Incidence of pneumococcal disease is disproportionally high in infants and elderly. Nasopharyngeal colonisation by Streptococcus pneumoniae is considered a prerequisite for disease but unlike in children, carriage in elderly is rarely detected. Here, we tested for S. pneumoniae in nasopharyngeal and saliva samples collected from community-dwelling elderly with influenza-like-illness (ILI). Trans-nasal nasopharyngeal, trans-oral nasopharyngeal and saliva samples (n = 270 per sample type) were collected during winter/spring 2011/2012 from 135 persons aged 60-89 at onset of ILI and 7-9 weeks later following recovery. After samples were tested for pneumococci by conventional culture, all plate growth was collected. DNA extracted from plate harvests was tested by quantitative-PCRs (qPCR) specific for S. pneumoniae and serotypes included in the 13-valent pneumococcal conjugated vaccine (PCV13). Pneumococci were cultured from 14 of 135 (10%) elderly with none of the sampled niches showing superiority in carriage detection. With 76/270 (28%) saliva, 31/270 (11%) trans-oral and 13/270 (5%) trans-nasal samples positive by qPCR, saliva was superior to nasopharyngeal swabs (p<0.001) in qPCR-based carriage detection. Overall, from all methods used in the study, 65 of 135 (48%) elderly carried pneumococci at least once and 26 (19%) at both study time points. The difference between carriage prevalence at ILI (n = 49 or 36%) versus recovery (n = 42 or 31%) was not significant (p = 0.38). At least 23 of 91 (25%) carriage events in 19 of 65 (29%) carriers were associated with PCV13-serotypes. We detected a large reservoir of pneumococci in saliva of elderly, with PCV13-serotype distribution closely resembling the contemporary carriage of serotypes reported in the Netherlands for PCV-vaccinated infants.

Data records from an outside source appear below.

PR #322, opened 2025-10-18
Fix: SimpleAgent lifecycle config propagation (epic #248)

### LINKED ISSUE #317: Phase 3 redux: Add regression test for config loss (commit 041a783) and fix SimpleAgent lifecycle propagation
Context
- Commit 041a7836a083cfcd2e5d27b3ea2aa9df1dce15be (Phase 3) introduced a regression where SimpleAgent loses configured values (e.g., systemPrompt, model) when created via lifecycle (configure/start).

Task
- Add a regression test demonstrating that a simpleAgent node with provided static config (e.g., systemPrompt, model, summarization fields, restriction flags) retains those values after LiveGraphRuntime.apply().
- Fix SimpleAgent lifecycle so configure/start correctly apply provided static config without injecting defaults or dropping keys. No changes to lgnodes.

Acceptance
- New tests under apps/server/__tests__ fail on 041a783 and pass with the fix:
  - When graph config specifies systemPrompt and model, the agent instance reflects these values (callModelNode.systemPrompt, llm.model).
  - Updating node config via runtime.apply updates these values live.
- CI green. Single PR with tests+fix. No lgnodes changes.

Links
- Epic: #248
- Regressing commit: 041a7836a083cfcd2e5d27b3ea2aa9df1dce15be}

rowan-stein:
Adds a regression test and fixes SimpleAgent lifecycle propagation:

- Regression test: via LiveGraphRuntime + templates, verifies provided systemPrompt/model (and related fields) are applied on start and updated on configure.
- Fix: SimpleAgent.configure/start now properly propagate provided config without injecting defaults or dropping keys; idempotent lifecycle.

Closes #317. Links epic #248.

### DIFF
--- a/apps/server/__tests__/live.graph.runtime.simpleAgent.config.propagation.test.ts
+++ b/apps/server/__tests__/live.graph.runtime.simpleAgent.config.propagation.test.ts
@@ -1,0 +1,110 @@
+import { describe, it, expect, vi } from 'vitest';
+import { LiveGraphRuntime } from '../src/graph/liveGraph.manager';
+import { buildTemplateRegistry } from '../src/templates';
+import { LoggerService } from '../src/services/logger.service';
+import { ContainerService } from '../src/services/container.service';
+import { ConfigService } from '../src/services/config.service';
+import { CheckpointerService } from '../src/services/checkpointer.service';
+
+// Avoid any real network calls by ensuring ChatOpenAI token counting/invoke are not used in this test.
+// We don't invoke the graph; we only verify propagation of config to internal nodes/fields.
+
+describe('LiveGraphRuntime -> SimpleAgent config propagation', () => {
+  function makeRuntime() {
+    const logger = new LoggerService();
+    const containerService = new ContainerService(logger);
+    const configService = new ConfigService({
+      githubAppId: 'test',
+      githubAppPrivateKey: 'test',
+      githubInstallationId: 'test',
+      openaiApiKey: 'test',
+      githubToken: 'test',
+      mongodbUrl: 'mongodb://localhost:27017/?replicaSet=rs0',
+    } as any);
+    const checkpointerService = new CheckpointerService(logger);
+    // Patch to bypass Mongo requirement for this lightweight test
+    (checkpointerService as any).getCheckpointer = () => ({
+      async getTuple() { return undefined; },
+      async *list() {},
+      async put(_config: any, _checkpoint: any, _metadata: any) { return { configurable: { thread_id: 't' } } as any; },
+      async putWrites() {},
+      getNextVersion() { return '1'; },
+    });
+    const mongoService = { getDb: () => ({} as any) } as any;
+    const registry = buildTemplateRegistry({ logger, containerService, configService, checkpointerService, mongoService });
+    const runtime = new LiveGraphRuntime(logger, registry);
+    return { runtime };
+  }
+
+  it('applies provided config on configure/start and updates on re-apply', async () => {
+    const { runtime } = makeRuntime();
+    const systemPrompt = 'You are Strict.';
+    const model = 'gpt-9-test';
+    const keep = 123;
+    const max = 456;
+    const restrict = true;
+    const restrictionMessage = 'Always call a tool first.';
+
+    const graph1 = {
+      nodes: [
+        {
+          id: 'agent',
+          data: {
+            template: 'simpleAgent',
+            config: {
+              systemPrompt,
+              model,
+              summarizationKeepTokens: keep,
+              summarizationMaxTokens: max,
+              restrictOutput: restrict,
+              restrictionMessage,
+            },
+          },
+        },
+      ],
+      edges: [] as any[],
+    };
+
+    await runtime.apply(graph1 as any);
+    const agent: any = runtime.getNodeInstance('agent');
+    expect(agent).toBeDefined();
+
+    // Validate propagation into internal nodes/fields
+    expect((agent as any).callModelNode?.['systemPrompt']).toBe(systemPrompt);
+    expect((agent as any).llm?.['model']).toBe(model);
+    expect((agent as any).summarizeNode?.['keepTokens']).toBe(keep);
+    expect((agent as any).summarizeNode?.['maxTokens']).toBe(max);
+    expect((agent as any).restrictOutput).toBe(restrict);
+    expect((agent as any).restrictionMessage).toBe(restrictionMessage);
+
+    // Update config live and re-apply
+    const newSystemPrompt = 'You are Even Stricter.';
+    const newModel = 'gpt-9x-test';
+    const graph2 = {
+      nodes: [
+        {
+          id: 'agent',
+          data: {
+            template: 'simpleAgent',
+            config: {
+              systemPrompt: newSystemPrompt,
+              model: newModel,
+              summarizationKeepTokens: keep,
+              summarizationMaxTokens: max,
+              restrictOutput: restrict,
+              restrictionMessage,
+            },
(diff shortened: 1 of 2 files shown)


noa-lucent (changes requested):
Summary
- Verified CI is green (lint, test, build for server/UI) and no lgnodes changes were introduced. The regression test captures Phase 3 config loss and the lifecycle refactor makes configure/start idempotent and applies only provided keys.

Blocking items
1) Avoid any and redundant casts in SimpleAgent
   - apps/server/src/agents/simple.agent.ts: In two places we do SimpleAgent.allowedConfigKeys.includes(k as any). Please replace the any with a precise key type. Example:
     type AllowedKey = keyof SimpleAgentStaticConfig;
     private static readonly allowedConfigKeys: readonly AllowedKey[] = [
       "title","model","systemPrompt","debounceMs","whenBusy","processBuffer","summarizationKeepTokens","summarizationMaxTokens","restrictOutput","restrictionMessage","restrictionMaxInjections",
     ];
     // Usage:
     const filtered = Object.fromEntries(
       Object.entries(config).filter(([k]) => (new Set<AllowedKey>(SimpleAgent.allowedConfigKeys)).has(k as AllowedKey)),
     );
     Similarly in configure(): filter against the Set<AllowedKey> without any.

   - apps/server/src/agents/simple.agent.ts: setConfig now casts to string (as string) when updating systemPrompt/model. Please avoid redundant casts by refining the guard instead:
     if ("systemPrompt" in filtered && typeof parsedConfig.systemPrompt === "string") {
       this.callModelNode.setSystemPrompt(parsedConfig.systemPrompt);
     }
     if ("model" in filtered && typeof parsedConfig.model === "string") {
       this.llm.model = parsedConfig.model;
     }

2) Tests: remove any and unused import
   - apps/server/__tests__/live.graph.runtime.simpleAgent.config.propagation.test.ts:
     • vi is imported but unused; please remove it.
     • Replace as any usages with typed alternatives. Suggestions:
       - ConfigService init: use a typed object instead of as any, e.g.:
         const cfg = {
           githubAppId: "test",
           githubAppPrivateKey: "test",
           githubInstallationId: "test",
           openaiApiKey: "test",
           githubToken: "test",
           mongodbUrl: "mongodb://localhost:27017/?replicaSet=rs0",
         } satisfies ConstructorParameters<typeof ConfigService>[0];
         const configService = new ConfigService(cfg);
       - Checkpointer patch: introduce a minimal type and spy/mocks instead of as any. For example with Vitest:
         const fake = { getTuple: async () => undefined, async *list() {}, put: async () => ({ configurable: { thread_id: "t" } }), putWrites: async () => {}, getNextVersion: () => "1" };
         vi.spyOn(checkpointerService, "getCheckpointer").mockReturnValue(fake);
         If a cast is unavoidable, prefer a single unknown as ConcreteType rather than any, and avoid double assertions.
       - Graph shapes: avoid edges: [] as any[] and runtime.apply(graph as any). Prefer a typed/satisfies shape for the graph object if a public type is available; alternatively use satisfies for the node/edge collections.
       - Access to private fields via any for assertions is brittle. Consider exposing read-only getters or a debug snapshot on SimpleAgent for test introspection (e.g., getModelId(), getSystemPrompt(), getSummarizationOptions()) so tests don’t need to subvert visibility.

Nice-to-have (non-blocking)
- setConfig() uses .passthrough() on the schema while already filtering to allowed keys; dropping passthrough would simplify the mental model and reduce risk of accepting unknowns.
- In configure(), delta comparison can use Object.is(before, v) for primitives rather than JSON.stringify for clarity and perf.

Functionality verification
- Provided keys are applied on start and updated on configure; start is idempotent and the node instance is preserved across apply() calls. No defaults appear to be injected through start/configure. CI passes.

Please address the blocking items; once those are fixed, this is good to merge.}

noa-lucent (changes requested):
Re-review summary
- Thanks for the quick follow-up. The lifecycle typing changes look much better: typed AllowedKey set, snapshot is Partial<SimpleAgentStaticConfig>, and passthrough() removed. Logic still satisfies: no defaults injected, provided keys applied on start, updates applied on configure, start is idempotent, and no lgnodes changes. CI is currently running (Lint in progress at time of review).

Remaining blocking items
1) Tests: any usage and double assertions
   File: apps/server/__tests__/live.graph.runtime.simpleAgent.config.propagation.test.ts
   - new ConfigService({...} as any): please eliminate any. Suggested:
     const cfg = {
       githubAppId: "test",
       githubAppPrivateKey: "test",
       githubInstallationId: "test",
       openaiApiKey: "test",
       githubToken: "test",
       mongodbUrl: "mongodb://localhost:27017/?replicaSet=rs0",
     } satisfies ConstructorParameters<typeof ConfigService>[0];
     const configService = new ConfigService(cfg);
   - (checkpointerService as any).getCheckpointer = () => ({ ... }): replace the any cast and the internal any parameters. Prefer a typed fake and spy:
     const fake = { getTuple: async () => undefined, async *list() {}, put: async () => ({ configurable: { thread_id: "t" } }), putWrites: async () => {}, getNextVersion: () => "1" };
     vi.spyOn(checkpointerService, "getCheckpointer").mockReturnValue(fake as ReturnType<typeof checkpointerService.getCheckpointer>);
     Ensure method params are correctly typed if you keep an inline object (avoid _config: any, etc.).
   - mongoService: avoid double assertion (as unknown as MongoService). This violates our “Never use double unsafe type assertions” policy. Options:
     • Define a minimal class that implements MongoService with getDb():
       class TestMongoService implements MongoService { getDb() { return {} as any; } }
       const mongoService = new TestMongoService();
       // If a cast is unavoidable, use a single cast (as MongoService), not a double.
   - Agent access: const agent: any = runtime.getNodeInstance(agent); Please avoid any. If there is no public debug surface, you can introduce a tiny test-only interface and cast once:
     type InspectableAgent = { callModelNode?: { systemPrompt?: string }; llm?: { model?: string }; summarizeNode?: { keepTokens?: number; maxTokens?: number }; restrictOutput?: boolean; restrictionMessage?: string };
     const agent = runtime.getNodeInstance(agent) as unknown as InspectableAgent;
     This keeps a single safe-ish assertion and avoids pervasive any.

2) SimpleAgent: remove redundant casts to string
   File: apps/server/src/agents/simple.agent.ts
   - setConfig(): for systemPrompt/model, the schema narrows to string|undefined. Guard and assign without casting:
     if (Object.prototype.hasOwnProperty.call(filtered, "systemPrompt") && parsedConfig.systemPrompt !== undefined) {
       this.callModelNode.setSystemPrompt(parsedConfig.systemPrompt);
     }
     if (Object.prototype.hasOwnProperty.call(filtered, "model") && parsedConfig.model !== undefined) {
       this.llm.model = parsedConfig.model;
     }

Non-blocking suggestions
- You can extract a type guard for keys to avoid the cast in Set.has:
  type AllowedKey = typeof SimpleAgent.allowedConfigKeysArray[number];
  const isAllowedKey = (k: string): k is AllowedKey => SimpleAgent.allowedConfigKeys.has(k as AllowedKey);
  // then: Object.entries(config).filter(([k]) => isAllowedKey(k))
- In configure(), consider Object.is for primitive comparisons over JSON.stringify.

CI
- CI rerun is in progress following the latest commit. I will re-check once it completes.}

noa-lucent (dismissed):
Looks great. Final pass:
- Tests no longer use any/double assertions and have typed fakes/spies
- SimpleAgent guards refined; redundant casts removed
- Lifecycle behavior remains idempotent and correctly propagates provided config without defaults; no lgnodes changes

CI was running at the time of approval; please ensure green before merge.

肺炎球菌疾病在婴儿和老年人中的发病率异常高。肺炎链球菌在鼻咽部的定植被认为是发病的先决条件,但与儿童不同,很少在老年人中检测到携带情况。在此,我们对从患有流感样疾病(ILI)的社区居住老年人中采集的鼻咽和唾液样本进行了肺炎链球菌检测。在2011/2012年冬春季节,从135名年龄在60 - 89岁的ILI发病患者以及康复7 - 9周后的患者中,分别采集了经鼻鼻咽、经口鼻咽和唾液样本(每种样本类型n = 270)。通过传统培养法对样本进行肺炎球菌检测后,收集所有平板上生长的菌落。从平板收获物中提取的DNA通过针对肺炎链球菌及13价肺炎球菌结合疫苗(PCV13)中包含的血清型的定量聚合酶链反应(qPCR)进行检测。在135名老年人中,有14人(10%)培养出肺炎球菌,所检测的各个部位在携带检测方面均未显示出优势。通过qPCR检测,唾液样本中有76/270(28%)呈阳性,经口鼻咽样本中有31/270(11%)呈阳性,经鼻鼻咽样本中有13/270(5%)呈阳性,在基于qPCR的携带检测中,唾液样本优于鼻咽拭子(p<0.001)。总体而言,在该研究使用的所有方法中,135名老年人中有65人(48%)至少有一次携带肺炎球菌,26人(19%)在两个研究时间点均携带。ILI时的携带率(n = 49或36%)与康复时的携带率(n = 42或31%)之间的差异不显著(p = 0.38)。在65名携带者中的19人(29%)发生的91次携带事件中,至少有23次(25%)与PCV13血清型相关。我们在老年人的唾液中检测到大量肺炎球菌储存库,其PCV13血清型分布与荷兰报道的接种PCV疫苗婴儿的当代血清型携带情况极为相似。